The word Awesome only scratches the surface of that set-up.:thumbsup:


----------



## Gear Head (Mar 22, 2005)

Cowboy, you've got it bad, real bad...

and this is good, real good...:thumbsup:


----------



## pma1123 (Apr 18, 2013)

Just a jaw-dropping display of awesomeness!!! A dedicated pole-barn just for slots and the collection of cars is unreal, thank you for sharing FCB.


----------



## chappy2 (Jan 7, 2013)

WOW, that's is crazy! Thank you for sharing the video. 
Rob


----------



## vansmack2 (Feb 9, 2012)

I would definitely need a building permit to do that here in So. Cal., but would have no problem doing that on my sister's property in Tennessee.

That is awesome! if I were anywhere close I would be there in a heartbeat to help paint that table for pizza and a lot at those awesome cars.


----------



## 41-willys (Jan 7, 2000)

that is very nice :thumbsup::wave:


----------



## Super G Man (May 13, 2013)

*Shed Tour*

Man, you got the fever bad! What a set up!


----------



## tomhocars (Oct 19, 2005)

Looks great Lendell.


----------



## Dyno Dom (May 26, 2007)

Lendell, VERY Nice set-up, one heck of a shed!! :thumbsup:


----------



## 60chevyjim (Feb 21, 2008)

that is sooooooooooo cooooool
I wish I had a building that bid to work on my full size project cars in !!!

great slot car barn !! my slotcave is limited to a spare bedroom so not much room..


----------



## hojoe (Dec 1, 2004)

Excellent representation. It's looking good. The TM is out of town for the weekend, soooooooooooo
hojoe


----------



## sethndaddy (Dec 4, 2004)

shed......SHED.......thats no shed, it looks like a slot car shrine. Awesome stuff dude, and whose playing on the radio? sounds kinda like Ace Frehleys style of music (I know its not him)


----------



## fordcowboy (Dec 27, 1999)

This is the track manager, Kelly, and may I set the record straight? 
It's ONLY a 40 x 40 shed because I INSISTED he needed to go big when we built it. He had his stuff in a 15x15 room in the house which we had to make into a baby's room (11 yrs ago). He set the flags at 20x20 and I laughed at him. I told him we had 20 acres, we could go bigger. So after much moving of the flags I finally convinced him 40x40 would be better. I drew up a sketch & told the builder be quick before he changed his mind. 
NOW, it's not big enough.  
--Kelly


----------



## fordcowboy (Dec 27, 1999)

That's Kelly's CD of the Iron Eagle soundtrack in the background. The first song is "One Vision" by Queen, I don't know who is on the second song. She thought it was appropriate.


----------



## blue55conv (May 23, 2007)

That is truly impressive. It is so nice to have enough room to display so many cars in the blister cards. Thanks for sharing with us.
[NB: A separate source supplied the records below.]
PR #256, opened 2016-01-09
Don't include stack frame within PHP error handler

thomasbachem:
For `ErrorException`s (thrown by the error handler for PHP errors), we should skip the point at which it was thrown in the trace, as it points to the error handler instead of the actual error origin.

### DIFF
--- a/lib/Raven/Client.php
+++ b/lib/Raven/Client.php
@@ -264,12 +264,14 @@ class Raven_Client
              * was thrown, so we have to stuff it in ourselves. Ugh.
              */
             $trace = $exc->getTrace();
-            $frame_where_exception_thrown = array(
-                'file' => $exc->getFile(),
-                'line' => $exc->getLine(),
-            );
-
-            array_unshift($trace, $frame_where_exception_thrown);
+            // Don't include the frame within the error handler for ErrorExceptions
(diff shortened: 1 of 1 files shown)


thomasbachem:
If you don't feel comfortable with this solution (although I personally think it's just fine) we could also solve it like this:

```php
// fix stack trace in case it doesn't contain the exception origin as the first entry
if(isset($trace[0]['file']) && !($trace[0]['file'] == $exc->getFile() && $trace[0]['line'] == $exc->getLine())) {
    $frame_where_exception_thrown = array(
        'file' => $exc->getFile(),
        'line' => $exc->getLine(),
    );

    array_unshift($trace, $frame_where_exception_thrown);
}
```

This works because the stack trace mistakenly claims that the `ErrorException` was thrown in the same file and at the same line as the actual error origin.

Marlinc:
Would it be possible to get this in?

dcramer:
In Python we do something similar for logging integration where we attempt to find the first non-logging frame, and start the stacktrace there. Maybe that would be a better solution, to where we would simply try to ignore the SDK code.

ste93cry:
This issue is quite old and should be hopefully solved in `2.0`, so I'm going to close this

PR #257, opened 2016-01-20
Fix indentation

damour:
Content not visible in markdown now:
https://github.com/getsentry/raven-php/blob/master/docs/usage.rst#optional-attributes
vs
https://github.com/damour/raven-php/blob/master/docs/usage.rst#optional-attributes


dcramer:
Thanks!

He who has the most toys...


----------



## Brian 1811 (Jan 17, 2009)

AWESOME!!!:thumbsup:


----------



## TheRockinator (May 16, 2007)

So just one question. What do you do with your FREE time? Wow. My entire back yard isn't 40 X 40

Later The stuck in 1/2 of a garage Rockinator


----------



## Hilltop Raceway (Feb 12, 2006)

I'v been there, took the tour...Well worth the admission price...:thumbsup::thumbsup: Just makes you dream of having your own shop out back!!! RM


----------



## Gear Head (Mar 22, 2005)

How do you heat it?


----------



## slotcarman12078 (Oct 3, 2008)

Just plain awesome Lendell!!! You're makin' me wish I was 1500 miles closer!! :thumbsup::thumbsup:


----------



## honda27 (Apr 17, 2008)

*shed*

very nice lendell I know where im headed this week end. im headed to lendells to shop. before I head to the show. lol. wow lots of goodies to look at ty.:wave:


----------



## old blue (May 4, 2007)

It is well heated with a regular home furnace that keeps it very comfortable. I have a pool in my back yard and Lendell has his "shed". We all choose our slice of heaven. 
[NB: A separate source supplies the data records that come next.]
PR #259, opened 2016-01-27
Ensure error_types are handled correctly

dcramer:
This corrects behavior that would allow you to specify which error_types are handled by the SDK, but would simply ignore it if they were also not included in error_reporting.

Additionally we introduce a backwards incompatible change: silenced errors are no longer ignored. There's no way to detect when you intended an error to be silent without losing behavior introduced here (correctness on specifying error_types).

### DIFF
--- a/test/Raven/Tests/ErrorHandlerTest.php
+++ b/test/Raven/Tests/ErrorHandlerTest.php
@@ -16,21 +16,30 @@ class Raven_Tests_ErrorHandlerTest extends PHPUnit_Framework_TestCase
     public function setUp()
     {
         $this->errorLevel = error_reporting();
+        $this->errorHandlerCalled = false;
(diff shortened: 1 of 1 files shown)


dcramer:
This expands on the tests from #258 (which actually failed when fixing ``error_types``), so things should cover correct behavior, in all branches.

dcramer:
I will give this ~a day for feedback incase someone has a strong opinion/suggestion regarding the error silencing change.

archon810:
Any updates?

dcramer:
@archon810 thanks for pinging -- merging this

archon810:
@dcramer I'm not sure what's going on here still. Commented on #258 too.

archon810:
Good to close?

dcramer:
@archon810 PR is already closed here, so yeah

PR #262, opened 2016-02-22
Docs: Lumen framework added

Diewy:
Hi all,

To support the micro framework of Laravel called Lumen there is a small adjustment we have to make to the code. We have to return a Logger, see https://github.com/laravel/lumen-framework/blob/5.2/src/Application.php#L375

Kind regards,
Dieter


dcramer:
Thanks!

PR #267, opened 2016-03-11
Fix curl_exec method to work with self-signed certificates

dasmfm:
Bug fixed: send_http_asynchronous_curl_exec method ignores verify_ssl flag and doesn't work with self-signed certificates.

Curl flag added.


dcramer:
Thanks!

Issue #269, opened 2016-03-24
Bad Serialization


bradynpoulsen:
In the [Raven_Serializer](https://github.com/getsentry/raven-php/blob/0.13.0/lib/Raven/Serializer.php) class, literals are wrongfully and inconsistently being serialized for JSON.
* On [lines 51-58](https://github.com/getsentry/raven-php/blob/0.13.0/lib/Raven/Serializer.php#L51-L58), true/false/null/float literals are being converted to their string representations when they SHOULD be represented as literals in JSON.
* This is also inconsistent to [lines 65-66](https://github.com/getsentry/raven-php/blob/0.13.0/lib/Raven/Serializer.php#L65-L66) where integers are being passed along as their literal values.

This issue is resulting in the Sentry application having this issue: getsentry/sentry#2882

dcramer:
@bradynpoulsen thanks for digging into this -- in retrospect pretty obvious. Will get this fixed today.

PR #270, opened 2016-03-24
Improve serialization (fixes GH-269)

dcramer:
-  Explicitly use repr-like serialization for reflection args
- Use standard JSON approach for other args


dcramer:
After pushing this up I just realized why these might have been coercing most things to strings. In our variable interpolation bits (e.g. argument reflection) we try to show the actual value. It's possible we need to change how things work and:

1. use the original code here for the variable representation for arg reflection
2. use more-or-less the new code here for general serialization

manti:
@dcramer can you please revert this changes its breaking our production.

PR #272, opened 2016-04-08
Curl async times out on first loop

israelshirk:
Trying the async curl method from a test env requests weren't coming through...  

In Raven_CurlHandler.php adding `error_log("time minus start " . (time() - $start) . " timeout $timeout");` on line 83 (just after `usleep()`) gave the output `time minus start 0 timeout 5` immediately before exiting the loop.  Switching '>' to '<' seems to give the intended behavior.

Thanks!


dcramer:
Good catch, thanks!

(Also sorry about the delay in getting this merged in)

PR #277, opened 2016-04-29
Fix composer bin name

dasmfm:


dcramer:
Good catch. I've renamed it throughout.

PR #285, opened 2016-05-09
Expand configuration API

dcramer:
- Add get/setRelease
- Add get/setEnvironment
- Add get/setAppPath
- Add get/setPrefixes
- Expose $breadcrumbs
- Expose $context


dcramer:
I thought about simply exposing the attributes, but this lets us potentially rename those attributes (or move them elsewhere) without any compatibility concerns.

PR #286, opened 2016-05-13
add conflict rule for raven/raven

xabbuh:
Both packages cannot be installed at the same time as they use the same
class names.


dcramer:
Thanks!

PR #288, opened 2016-05-16
Fix: Case-insensitive method calls

localheinz:
This PR

* [x] fixes case-insensitive method calls (along with corresponding test method names)


dcramer:
Thanks!

PR #289, opened 2016-05-16
Fix array key for adding user context

sctape:
Working through adding a monolog integration for sentry and noticed that user context information was not being passed to sentry until I made the proposed change. Not sure if something changed with monolog.

Using "monolog/monolog:1.x-dev" and "raven/raven:0.13.0"


dcramer:
Thanks!

PR #291, opened 2016-05-20
Fix cli name and test for command argument

temp:
Calling simply bin/sentry results in a php error.
This fixes it, and the cli name is change from raven to sentry in the help text.


dcramer:
Thanks!

PR #575, opened 2018-03-21
Force event send after fatal error with curl_method async

Jean85:
This is to address #391: when using the `'curl_method' => 'async'` option, in the case of a fatal error the event is not sent to Sentry, at least in PHP < 7.

For starter, it adds a regression test that checks the order of method calls of `ErrorHandler::handleFatal()` and `Raven_CurlHandler::join()`.

### DIFF
--- a/lib/Raven/Client.php
+++ b/lib/Raven/Client.php
@@ -221,6 +221,13 @@ class Raven_Client
         if (Raven_Util::get($options, 'install_shutdown_handler', true)) {
             $this->registerShutdownFunction();
         }
+
+        // manually trigger autoloading, as it cannot be done during error handling in some edge cases due to PHP (see #60149)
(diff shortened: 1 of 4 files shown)


Jean85:
Ok I think I've found the issue! Basically we were triggering the autoloader manually inside the `ErrorHandler::handleException()` here:
https://github.com/getsentry/sentry-php/pull/575/commits/1a2022ba226da1bf5315607118d4887ee396a4c0#diff-11a1d8314f22caf150ad02a00b294b58L636

The issue (present only in PHP > 7) is that that function is called also during fatal error handling, during which the autoloader doesn't work anymore; this halted the script completely, without invoking the CurlHandler's shutdown function.

Jean85:
Thanks! I forgot to remove a constant that I used in one of the previous attempts, I'll merge anyway!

I have been there and truly, when I walked through the door all I could do was grin. I was speechless. Coupled with the nicest people in the world, a visit to Lendell's is as close to heaven as you can get.

Old Blue


----------



## vansmack2 (Feb 9, 2012)

fordcowboy said:


> That's Kelly's CD of the Iron Eagle soundtrack in the background. The first song is "One Vision" by Queen, I don't know who is on the second song. She thought it was appropriate.


The second song is the second song from the Iron Eagle Soundtrack. The band is King Kobra, and the song is Iron Eagle (Never Say Die).


----------



## Black Oxxpurple (Jul 3, 2011)

Nice set up Lendell, WOWZERS!


Rob


----------



## oldstromguy (Nov 25, 2013)

That is a great "shed". I know a lot of guys who would not mind living in there!


----------